[Collected data]
::::::::::

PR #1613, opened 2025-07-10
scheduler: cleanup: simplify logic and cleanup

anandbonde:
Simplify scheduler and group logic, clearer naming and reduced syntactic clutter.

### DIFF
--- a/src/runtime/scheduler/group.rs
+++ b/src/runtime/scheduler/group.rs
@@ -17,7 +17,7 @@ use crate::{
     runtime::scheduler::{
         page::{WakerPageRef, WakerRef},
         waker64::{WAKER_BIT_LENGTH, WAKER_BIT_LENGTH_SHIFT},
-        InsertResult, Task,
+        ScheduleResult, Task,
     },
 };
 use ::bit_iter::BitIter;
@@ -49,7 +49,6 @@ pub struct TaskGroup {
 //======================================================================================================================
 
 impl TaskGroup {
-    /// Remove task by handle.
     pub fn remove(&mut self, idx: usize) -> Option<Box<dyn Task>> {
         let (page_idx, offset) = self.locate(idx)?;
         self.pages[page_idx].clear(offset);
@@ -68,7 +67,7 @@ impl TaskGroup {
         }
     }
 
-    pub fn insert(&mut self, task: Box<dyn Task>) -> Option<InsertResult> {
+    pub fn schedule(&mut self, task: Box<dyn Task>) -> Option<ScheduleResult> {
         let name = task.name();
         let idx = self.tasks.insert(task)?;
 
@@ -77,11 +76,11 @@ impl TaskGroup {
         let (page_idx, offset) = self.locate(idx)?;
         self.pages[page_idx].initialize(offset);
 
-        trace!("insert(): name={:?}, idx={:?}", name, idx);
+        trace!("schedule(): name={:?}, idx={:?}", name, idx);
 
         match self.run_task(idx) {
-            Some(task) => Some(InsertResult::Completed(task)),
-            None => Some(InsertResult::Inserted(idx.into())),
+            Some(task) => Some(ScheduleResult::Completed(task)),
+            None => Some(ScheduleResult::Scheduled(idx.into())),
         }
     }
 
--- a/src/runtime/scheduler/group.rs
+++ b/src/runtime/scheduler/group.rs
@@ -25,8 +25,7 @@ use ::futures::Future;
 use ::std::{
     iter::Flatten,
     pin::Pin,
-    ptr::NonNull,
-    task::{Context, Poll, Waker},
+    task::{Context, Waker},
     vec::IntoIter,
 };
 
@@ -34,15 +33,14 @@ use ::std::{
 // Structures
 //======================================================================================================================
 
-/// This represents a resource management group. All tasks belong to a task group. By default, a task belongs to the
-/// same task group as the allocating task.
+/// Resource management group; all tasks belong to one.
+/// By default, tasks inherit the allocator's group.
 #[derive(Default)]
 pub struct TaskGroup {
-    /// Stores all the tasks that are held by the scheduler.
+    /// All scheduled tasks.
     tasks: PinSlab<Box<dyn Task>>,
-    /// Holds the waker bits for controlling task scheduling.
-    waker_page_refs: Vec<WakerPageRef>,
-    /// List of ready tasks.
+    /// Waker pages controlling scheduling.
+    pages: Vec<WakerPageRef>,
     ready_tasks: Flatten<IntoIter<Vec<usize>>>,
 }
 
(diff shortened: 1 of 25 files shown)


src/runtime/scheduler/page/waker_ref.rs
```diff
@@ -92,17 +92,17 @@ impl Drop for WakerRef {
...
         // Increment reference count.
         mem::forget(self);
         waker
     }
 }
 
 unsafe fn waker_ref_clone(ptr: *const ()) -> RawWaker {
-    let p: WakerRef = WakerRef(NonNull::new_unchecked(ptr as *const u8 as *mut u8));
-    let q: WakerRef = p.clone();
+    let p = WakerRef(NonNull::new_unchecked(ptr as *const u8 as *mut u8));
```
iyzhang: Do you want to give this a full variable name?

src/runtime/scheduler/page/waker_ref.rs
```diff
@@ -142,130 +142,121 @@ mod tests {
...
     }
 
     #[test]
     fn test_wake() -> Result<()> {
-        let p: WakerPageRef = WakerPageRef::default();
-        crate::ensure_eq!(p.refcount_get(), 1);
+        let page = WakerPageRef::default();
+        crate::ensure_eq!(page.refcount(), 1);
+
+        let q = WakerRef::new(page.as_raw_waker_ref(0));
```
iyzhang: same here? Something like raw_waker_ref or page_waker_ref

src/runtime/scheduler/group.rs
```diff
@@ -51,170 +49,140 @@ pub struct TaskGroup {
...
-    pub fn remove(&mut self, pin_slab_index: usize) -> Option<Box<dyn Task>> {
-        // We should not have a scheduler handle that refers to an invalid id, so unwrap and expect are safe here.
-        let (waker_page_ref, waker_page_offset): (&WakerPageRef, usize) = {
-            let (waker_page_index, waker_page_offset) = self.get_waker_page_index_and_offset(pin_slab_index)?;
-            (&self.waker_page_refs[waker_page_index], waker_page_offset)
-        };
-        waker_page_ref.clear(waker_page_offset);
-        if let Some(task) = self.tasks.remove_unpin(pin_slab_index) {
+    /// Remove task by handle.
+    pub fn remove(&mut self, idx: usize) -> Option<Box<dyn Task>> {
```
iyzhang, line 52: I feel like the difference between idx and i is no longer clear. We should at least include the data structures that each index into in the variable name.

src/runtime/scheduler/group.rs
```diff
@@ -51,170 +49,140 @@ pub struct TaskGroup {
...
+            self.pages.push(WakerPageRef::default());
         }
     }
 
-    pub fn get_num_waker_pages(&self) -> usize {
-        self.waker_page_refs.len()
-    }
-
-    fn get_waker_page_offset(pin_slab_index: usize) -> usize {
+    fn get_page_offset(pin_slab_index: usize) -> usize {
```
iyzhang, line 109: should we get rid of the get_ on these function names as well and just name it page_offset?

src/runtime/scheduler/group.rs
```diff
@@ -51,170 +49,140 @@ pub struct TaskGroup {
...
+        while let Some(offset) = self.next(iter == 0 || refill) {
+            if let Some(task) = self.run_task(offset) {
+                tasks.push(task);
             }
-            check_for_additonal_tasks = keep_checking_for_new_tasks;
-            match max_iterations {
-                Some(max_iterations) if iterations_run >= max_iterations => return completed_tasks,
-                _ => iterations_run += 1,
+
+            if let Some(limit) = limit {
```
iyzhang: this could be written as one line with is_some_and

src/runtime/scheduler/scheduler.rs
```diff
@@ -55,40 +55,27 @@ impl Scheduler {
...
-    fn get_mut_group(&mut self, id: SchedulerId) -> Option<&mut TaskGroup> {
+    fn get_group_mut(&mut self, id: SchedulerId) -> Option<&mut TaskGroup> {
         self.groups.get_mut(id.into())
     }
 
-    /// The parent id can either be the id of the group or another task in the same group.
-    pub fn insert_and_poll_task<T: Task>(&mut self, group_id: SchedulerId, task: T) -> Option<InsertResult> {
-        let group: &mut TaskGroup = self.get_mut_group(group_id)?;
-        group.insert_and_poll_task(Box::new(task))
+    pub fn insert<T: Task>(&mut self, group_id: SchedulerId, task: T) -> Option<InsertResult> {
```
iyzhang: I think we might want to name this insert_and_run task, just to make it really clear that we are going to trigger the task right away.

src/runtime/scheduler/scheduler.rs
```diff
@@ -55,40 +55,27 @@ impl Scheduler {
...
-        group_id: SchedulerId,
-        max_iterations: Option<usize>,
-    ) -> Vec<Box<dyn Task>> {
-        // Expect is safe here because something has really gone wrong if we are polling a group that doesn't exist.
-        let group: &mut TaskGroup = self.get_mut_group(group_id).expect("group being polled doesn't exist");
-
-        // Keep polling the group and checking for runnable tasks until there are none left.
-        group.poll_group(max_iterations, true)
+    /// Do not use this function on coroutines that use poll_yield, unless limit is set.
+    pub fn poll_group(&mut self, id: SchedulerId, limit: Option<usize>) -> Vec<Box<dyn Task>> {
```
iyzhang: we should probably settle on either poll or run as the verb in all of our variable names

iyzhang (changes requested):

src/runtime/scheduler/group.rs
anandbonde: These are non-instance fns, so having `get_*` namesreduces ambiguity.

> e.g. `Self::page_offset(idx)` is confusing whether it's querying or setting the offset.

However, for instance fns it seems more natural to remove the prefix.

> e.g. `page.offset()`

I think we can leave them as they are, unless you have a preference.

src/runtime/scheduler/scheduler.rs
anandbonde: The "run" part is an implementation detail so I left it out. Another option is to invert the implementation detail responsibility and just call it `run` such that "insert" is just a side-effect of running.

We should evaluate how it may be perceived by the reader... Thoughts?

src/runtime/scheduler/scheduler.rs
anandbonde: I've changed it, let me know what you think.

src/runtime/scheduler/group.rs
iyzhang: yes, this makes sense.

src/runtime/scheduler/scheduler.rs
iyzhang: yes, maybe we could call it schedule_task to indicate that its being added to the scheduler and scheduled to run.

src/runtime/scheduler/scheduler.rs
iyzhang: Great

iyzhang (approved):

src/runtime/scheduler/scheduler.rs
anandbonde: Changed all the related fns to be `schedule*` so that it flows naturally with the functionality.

::::::::::

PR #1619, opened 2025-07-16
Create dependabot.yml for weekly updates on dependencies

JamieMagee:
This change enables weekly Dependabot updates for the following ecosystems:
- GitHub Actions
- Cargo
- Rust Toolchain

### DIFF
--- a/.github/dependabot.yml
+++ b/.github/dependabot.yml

::::::::::

DIRECTIONS: Those lines above that contain the string "InsertResult" should be returned.

REPLY TO THE TASK:
-        InsertResult, Task,
-    pub fn insert(&mut self, task: Box<dyn Task>) -> Option<InsertResult> {
-            Some(task) => Some(InsertResult::Completed(task)),
-            None => Some(InsertResult::Inserted(idx.into())),
-    pub fn insert_and_poll_task<T: Task>(&mut self, group_id: SchedulerId, task: T) -> Option<InsertResult> {
+    pub fn insert<T: Task>(&mut self, group_id: SchedulerId, task: T) -> Option<InsertResult> {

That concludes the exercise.